Don't see many RC's around here at all, mostly SC and CC diesels


----------



## EXR (Apr 1, 2009)

Ya I looked thru autotrader Canada wide and there was not one, why I made my post. I have a soft spot for RC Ford diesel's. Great plow trucks. I might get one next year if I can find a diesel...
Another thing I noticed is that there is a ton of lariet's out there. The dealer I bought mine from had like 10-12 lariet's and maybe 2-3 xlt's. Another dealer I went looking at had like 5 platinum's. They had good deals on lariet's, got mine for the price of a xlt. Well, good deal compared to sticker. They're all too much money.


----------



## Brian Young (Aug 13, 2005)

Trucks have come such a long way over the years they are now family grocery getters and with the price of them the ext. cab and cc serve 2 purposes.
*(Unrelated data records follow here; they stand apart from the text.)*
PR #323, opened 2016-04-21
Fix lvm boot

jreidinger:


package/yast2-bootloader.changes
```diff
@@ -1,4 +1,10 @@
 -------------------------------------------------------------------
+Wed Apr 20 15:18:46 UTC 2016 - jreidinger@suse.com
+
+- fix installing grub2 to underlaying devices (bnc#976315)
```
imobach: "underlying" or "underlaying"? I'm not sure at all.

jreidinger:
```
underlay
verb
gerund or present participle: underlaying
ʌndəˈleɪ/
place something under (something else), especially to support or raise it.
"the green fields are underlaid with limestone"
```

versus 
```
underlying
ʌndəˈlʌɪɪŋ/Submit
present participle of underlie.
synonyms:	latent, lurking, repressed, suppressed, unrevealed, undisclosed, unexpressed, undivulged, concealed, hidden, veiled, masked, shrouded, under wraps
"she spoke airily despite an underlying feeling of irritation"
```

so I do not lie, but lay it :)

src/lib/bootloader/stage1.rb
```diff
@@ -144,33 +140,29 @@ def available_locations
...
       end
 
-      log.info "md_disks: #{disks.inspect} laying on #{partitions.inspect}"
+      log.info "Boot partition info #{part.inspect}"
 
-      disks
+      # cannot install stage one to xfs as it doesn't have reserved space (bnc#884255)
+      return false if part["used_fs"] == :xfs
+
+      true
```
imobach: I would write something like (more concise from my POV):

```ruby
if part
  log.info "Boot partition info #{part.inspect}"
  part["used_fs"] != :xfs
else
  log.error "cannot find partition #{partition}"
  false
end
```

src/lib/bootloader/stage1.rb
```diff
@@ -351,12 +342,7 @@ def assign_bootloader_device(selected_location)
     # BootPartitionDevice, or the devices from which the soft-RAID device for
     # "/boot" is built)
     def underlying_boot_partition_devices
```
imobach: `underlaying` or `underlying`? :)

src/modules/BootStorage.rb
```diff
@@ -114,174 +116,51 @@ def extended_partition_for(device)
...
-
-        if p["raid_type"] == "raid1"
-          p_devices = p["devices"] || []
-          if p_devices.size == 2 # TODO: why only 2? it do not make sense
-            ret = checkDifferentDisks(p_devices)
-          else
-            log.info "Device: #{device} doesn't contain 2 partitions: #{p_devices}"
+    # returns device where dev physically lives, so where can be bootloader installed
+    # it is main entry point when real stage 1 device is needed to get
+    def underlaying_devices(dev)
```
imobach: Please, add some documentation about params and return value.

test/boot_storage_test.rb
```diff
@@ -4,20 +4,68 @@
...
+      # clear cache
+      subject.instance_variable_set(:@underlaying_devices_cache, {})
+      allow(subject).to receive(:underlaying_devices).and_call_original
+
+      # nasty hack to allow call of uninitialized libstorage as we do not want
+      # to overmock Yast::Storage.GetDiskPartitionTg call
+      Yast::Storage.instance_variable_set(:@sint, double(getPartitionPrefix: "").as_null_object)
+    end
+
+    it "returns for physical device itself in array" do
```
imobach: `for`?

test/stage1_test.rb
```diff
@@ -66,4 +72,69 @@
...
+    it "returns false if boot partition fs is xfs" do
+      target_map_stub("storage_xfs.yaml")
+
+      allow(Yast::BootStorage).to receive(:mbr_disk).and_return("/dev/vda")
+      allow(Yast::BootStorage).to receive(:BootPartitionDevice).and_return("/dev/vda1")
+
+      expect(subject.can_use_boot?).to eq false
+    end
+
+    it "returns true otherwise" do
```
imobach: np: I prefer to write the whole condition: "returns tru if boot partition is not xfs". It looks better, for example, if only this test fails (it shows the whole description at the end).

src/lib/bootloader/stage1.rb
jreidinger: well, there can was more conditions in past, that is reason why I wrote it this way and I expect it will be extended in future.

test/stage1_test.rb
jreidinger: in fact it was list of conditions where it returns false and this was the last one to specifi rest of states

imobach:
LGTM

mvidner:
We missed that `Yast::BootStorage.Md2Partitions` is still used in [src/lib/bootloader/mbr_update.rb:146:](https://github.com/yast/yast-bootloader/blob/ac8b6620b1953b79d6b9fb51be1f22315bef8e00/src/lib/bootloader/mbr_update.rb#L146)  
```rb
    md = Yast::BootStorage.Md2Partitions(md_device)
```
and it was now hit by a customer in https://bugzilla.suse.com/show_bug.cgi?id=995627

I was lucky to find my 16 with a ext.cab with 8ft bed with what I wanted, so many have every option or nothing.


----------



## Brian Young (Aug 13, 2005)

EXR;2060668 said:


> Ya I looked thru autotrader Canada wide and there was not one, why I made my post. I have a soft spot for RC Ford diesel's. Great plow trucks. I might get one next year if I can find a diesel...
> Another thing I noticed is that there is a ton of lariet's out there. The dealer I bought mine from had like 10-12 lariet's and maybe 2-3 xlt's. Another dealer I went looking at had like 5 platinum's. They had good deals on lariet's, got mine for the price of a xlt. Well, good deal compared to sticker. They're all too much money.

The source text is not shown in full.